Goal of the exercise - All lines in the material with the string "targets" should be listed.

Data section -
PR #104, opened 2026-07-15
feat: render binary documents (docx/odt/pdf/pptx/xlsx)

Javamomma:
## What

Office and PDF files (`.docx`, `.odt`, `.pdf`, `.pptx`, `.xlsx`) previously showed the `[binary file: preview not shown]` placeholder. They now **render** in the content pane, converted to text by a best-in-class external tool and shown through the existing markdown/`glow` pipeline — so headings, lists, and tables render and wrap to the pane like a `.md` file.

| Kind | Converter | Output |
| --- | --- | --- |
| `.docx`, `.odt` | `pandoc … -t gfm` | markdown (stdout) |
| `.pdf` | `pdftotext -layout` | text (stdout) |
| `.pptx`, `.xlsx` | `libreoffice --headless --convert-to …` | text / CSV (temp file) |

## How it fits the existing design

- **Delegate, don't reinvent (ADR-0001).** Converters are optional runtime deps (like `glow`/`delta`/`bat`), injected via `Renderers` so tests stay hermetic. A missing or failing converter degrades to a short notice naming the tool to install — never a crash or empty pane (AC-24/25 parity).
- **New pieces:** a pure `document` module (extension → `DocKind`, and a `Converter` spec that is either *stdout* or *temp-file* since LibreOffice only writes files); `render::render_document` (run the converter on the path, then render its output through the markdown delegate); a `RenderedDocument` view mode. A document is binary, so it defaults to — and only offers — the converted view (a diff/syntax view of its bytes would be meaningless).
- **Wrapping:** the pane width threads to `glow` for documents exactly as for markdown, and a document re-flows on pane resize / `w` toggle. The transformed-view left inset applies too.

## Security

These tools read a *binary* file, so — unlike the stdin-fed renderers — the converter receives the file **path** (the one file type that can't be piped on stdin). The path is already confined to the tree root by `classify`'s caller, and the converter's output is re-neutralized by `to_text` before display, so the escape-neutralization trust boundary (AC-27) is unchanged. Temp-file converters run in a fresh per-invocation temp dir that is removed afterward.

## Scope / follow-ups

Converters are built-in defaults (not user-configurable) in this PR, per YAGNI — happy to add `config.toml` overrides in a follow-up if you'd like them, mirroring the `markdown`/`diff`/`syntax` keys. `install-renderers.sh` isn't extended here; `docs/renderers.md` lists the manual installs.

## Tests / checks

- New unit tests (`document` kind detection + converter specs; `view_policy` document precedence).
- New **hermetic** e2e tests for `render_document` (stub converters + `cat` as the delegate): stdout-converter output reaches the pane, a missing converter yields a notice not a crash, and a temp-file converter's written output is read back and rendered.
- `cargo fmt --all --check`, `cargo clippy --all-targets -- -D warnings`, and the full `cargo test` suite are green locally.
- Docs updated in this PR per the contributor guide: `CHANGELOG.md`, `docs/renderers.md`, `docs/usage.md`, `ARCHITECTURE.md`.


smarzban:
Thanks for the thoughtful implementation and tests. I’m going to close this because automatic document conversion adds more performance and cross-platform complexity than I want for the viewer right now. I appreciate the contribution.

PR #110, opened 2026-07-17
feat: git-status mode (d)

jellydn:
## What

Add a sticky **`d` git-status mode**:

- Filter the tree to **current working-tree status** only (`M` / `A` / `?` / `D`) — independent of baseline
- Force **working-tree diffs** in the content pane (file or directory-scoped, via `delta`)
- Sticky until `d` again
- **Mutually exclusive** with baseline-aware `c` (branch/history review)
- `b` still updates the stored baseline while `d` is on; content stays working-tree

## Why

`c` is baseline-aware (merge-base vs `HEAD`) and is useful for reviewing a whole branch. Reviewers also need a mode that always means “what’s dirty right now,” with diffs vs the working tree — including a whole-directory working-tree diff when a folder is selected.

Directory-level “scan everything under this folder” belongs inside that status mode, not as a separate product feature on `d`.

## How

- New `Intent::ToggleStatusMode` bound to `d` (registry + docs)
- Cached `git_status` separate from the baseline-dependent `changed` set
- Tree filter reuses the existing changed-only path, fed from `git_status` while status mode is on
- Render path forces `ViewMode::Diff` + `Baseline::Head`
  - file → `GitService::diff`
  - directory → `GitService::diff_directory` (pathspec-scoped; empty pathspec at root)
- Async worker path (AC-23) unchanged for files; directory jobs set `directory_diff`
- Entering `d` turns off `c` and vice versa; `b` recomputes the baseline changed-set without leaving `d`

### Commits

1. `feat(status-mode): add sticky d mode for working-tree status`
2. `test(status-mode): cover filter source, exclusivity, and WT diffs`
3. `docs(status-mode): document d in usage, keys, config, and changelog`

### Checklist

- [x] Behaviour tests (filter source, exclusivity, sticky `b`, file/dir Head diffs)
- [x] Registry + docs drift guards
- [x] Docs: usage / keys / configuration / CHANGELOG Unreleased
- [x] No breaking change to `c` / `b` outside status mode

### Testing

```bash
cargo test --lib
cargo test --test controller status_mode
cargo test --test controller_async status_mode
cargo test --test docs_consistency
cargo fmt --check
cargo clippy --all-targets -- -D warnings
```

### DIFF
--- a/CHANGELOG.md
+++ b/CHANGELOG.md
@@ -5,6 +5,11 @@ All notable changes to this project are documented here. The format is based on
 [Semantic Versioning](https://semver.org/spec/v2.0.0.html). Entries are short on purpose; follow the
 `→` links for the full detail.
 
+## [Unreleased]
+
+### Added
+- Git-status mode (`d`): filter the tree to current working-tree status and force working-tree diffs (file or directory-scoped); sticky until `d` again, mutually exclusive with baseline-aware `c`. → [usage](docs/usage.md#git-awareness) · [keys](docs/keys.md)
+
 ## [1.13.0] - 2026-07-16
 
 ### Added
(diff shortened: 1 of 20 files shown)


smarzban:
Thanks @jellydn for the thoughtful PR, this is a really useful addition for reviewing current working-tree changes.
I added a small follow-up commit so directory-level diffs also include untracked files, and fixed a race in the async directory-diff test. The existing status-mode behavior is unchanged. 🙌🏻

Solution below -
- `cargo fmt --all --check`, `cargo clippy --all-targets -- -D warnings`, and the full `cargo test` suite are green locally.
cargo clippy --all-targets -- -D warnings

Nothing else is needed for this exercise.